AWS VPC Peering: SAA-C03 Study Guide
VPC Peering is a fundamental networking connection between two VPCs that enables you to route traffic between them using private IPv4 or IPv6 addresses. Instances in either VPC can communicate as if they are within the same network.
The Real-World Analogy
Imagine two separate office buildings (VPCs) in the same city. Instead of employees walking out the front door, onto the public highway (the Internet), and into the other building, the owners build a private enclosed sky-bridge directly between the two buildings. It’s faster, more secure, and the public never sees the traffic.
Core Concepts & Configuration
To establish a peering connection, the owner of the requester VPC sends a request to the owner of the accepter VPC. The connection is not active until the accepter VPC owner accepts the request.
- Cross-Account & Cross-Region: You can peer VPCs across different AWS accounts and different AWS regions (Inter-Region VPC Peering).
- Routing: You must manually update the Route Tables in both VPCs to point to the Peering Connection ID (
pcx-xxxxxx). - Security Groups: You can reference Security Groups from a peered VPC (within the same region) to allow specific traffic.
The Non-Transitive Rule
This is the most critical concept for the SAA-C03 exam. VPC Peering is NOT transitive. If VPC A is peered with VPC B, and VPC B is peered with VPC C, VPC A cannot communicate with VPC C through VPC B. You must create a direct peering connection between A and C.

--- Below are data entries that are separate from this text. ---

Issue #1455, opened 2019-02-25
mxnet < 1.4.0 brings in an unsupported requests version


znation:
Current mxnet versions (prior to 1.4) bring in a version of requests that is unsupported and has reported vulnerabilities. We should upgrade our max dependency to 1.4.0 to fix this.

znation:
We should also take out the requests dependency that the coremltools source drop brought in. This one is not even used anywhere.

PR #1458, opened 2019-02-25
Drop requests dependency from coremltools

znation:
Port of apple/coremltools#331


znation:
This is part of the fix for #1455.

PR #1462, opened 2019-02-26
Image Classifier Annotate: Python Plumbing

abhishekpratapa:
- Added Class Registrations for critical methods in AnnotationBase (ImageClassifier)
- Added a Python wrapper around the ImageClassifier Annotation Extension in TuriCreate


src/unity/lib/annotation/CMakeLists.txt
```diff
@@ -3,9 +3,14 @@ project(unity)
 set(TC_ANNOTATIONS_PROTO_FILES
   build/format/cpp/annotate.pb.cc
   build/format/cpp/data.pb.cc
+  build/format/cpp/message.pb.cc
   build/format/cpp/meta.pb.cc
 )
 
+set(TC_ANNOTATIONS_CLASS_REGISTRATION_FILE
+  class_registrations.cpp
```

Comparison: VPC Peering vs. Alternatives
| Feature | VPC Peering | Transit Gateway | AWS PrivateLink |
|---|---|---|---|
| Architecture | Point-to-Point (Mesh) | Hub-and-Spoke | Service-to-Service |
| Transitive? | No | Yes | No |
| Complexity | High at scale (N²) | Low at scale (Centralized) | Low (Unidirectional) |
| Cost | No hourly fee; Data transfer only | Hourly fee + Data processing fee | Hourly fee + Data processing fee |
Decision Matrix: If–Then Guide
- If you need to connect two VPCs with the lowest possible latency and no extra hourly costs, Then choose VPC Peering.
- If you have tens or hundreds of VPCs that need to communicate with each other, Then choose AWS Transit Gateway.
- If you want to expose a specific service to thousands of other VPCs without allowing full network access, Then choose AWS PrivateLink.
- If you have overlapping CIDR blocks, Then VPC Peering is impossible.
Exam Tips and Gotchas
- No Overlapping CIDRs: You cannot peer VPCs if their primary or secondary CIDR blocks overlap. This is a common “distractor” in exam questions.
- Edge-to-Edge Routing: You cannot use a VPC peering connection to “hop” to a VPN or Direct Connect on the other side. (e.g., On-prem -> VPN -> VPC A -> Peering -> VPC B is NOT allowed).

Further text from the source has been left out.